Java Lessons (by Mr. Campeau)

Java

TOPIC 24 – INTRO TO GRAPHS

LESSON NOTE

GRAPHS

Graphs are structures that are often used in computer science in order to solve advanced programs. It is sometimes hard to tell if a Graph should be used in a solution. Graphs are often useful to discover pathways from one location to another.

WHAT IS A GRAPH?

A graph is a structure that consists of vertices and edges between some (or all) or the vertices. An edge generally represents a path of travel between the two vertices.

Below are some visual examples:

Example 1
Here, we have a graph with 6 vertices (A, B, C, D, E, F) and 7 edges (AB, AC, AD, BC, BE, DE, DF).

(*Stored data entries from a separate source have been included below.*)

PR #3450, opened 2026-04-30
Update Mutex env var

wonwuakpa-msft:
## Description

Fix failing Test_on_Ubuntu run in CI by replacing the mutex url env var

- [X] Bug fix
- [ ] New feature
- [ ] Other (describe):

## How Has This Been Tested?

Ran CI

### DIFF
--- a/tool_distributed_mutex.py
+++ b/tool_distributed_mutex.py
@@ -19,19 +19,19 @@ UNLOCK = 'unlock'
 def get_raw_input():
     parser = argparse.ArgumentParser(description='Lock/unlock a distributed mutex (implemented with blob lease)')
     parser.add_argument('action', help='can be "lock" (attempt to acquire lease) or "unlock" (break lease)')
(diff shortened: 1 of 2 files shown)


tool_distributed_mutex.py
```diff
@@ -19,19 +19,19 @@
 def get_raw_input():
     parser = argparse.ArgumentParser(description='Lock/unlock a distributed mutex (implemented with blob lease)')
     parser.add_argument('action', help='can be "lock" (attempt to acquire lease) or "unlock" (break lease)')
-    parser.add_argument('mutex_url', help='points to a blob url (SAS included)')
+    parser.add_argument('mutex1_url', help='points to a blob url (SAS included)')
```
adreed-msft, line 22: If we're just changing the parameter target upstream why do we need to change the name downstream?

adreed-msft (approved):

Image result for data structure graph

Example 2

This graph has 7 vertices (0 to 6) and 11 edges (01, 02, 03, 12, 15, 16, 24, 34, 35, 46, 56). Notice that the edges have arrow heads. This means that this is a directed graph.

Directed graphs could be used to demonstrate that going from vertex 0 to 3 is possible, but not vice versa (unless we first travelled to 5 and then 1 and then 0).

Example 3

This graph includes a weight with each edge. These weights can represent the cost of travelling along that edge. The cost could refer to many things including time required, or distance or perhaps financial cost.

In the example below, we can ask the problem "What is the lowest-cost way to travel from Vertex e to Vertex a? The answer is to travel to f, then to c then to a for a cost of 9 + 2 + 9 = 20. All other possible paths are less cost efficient.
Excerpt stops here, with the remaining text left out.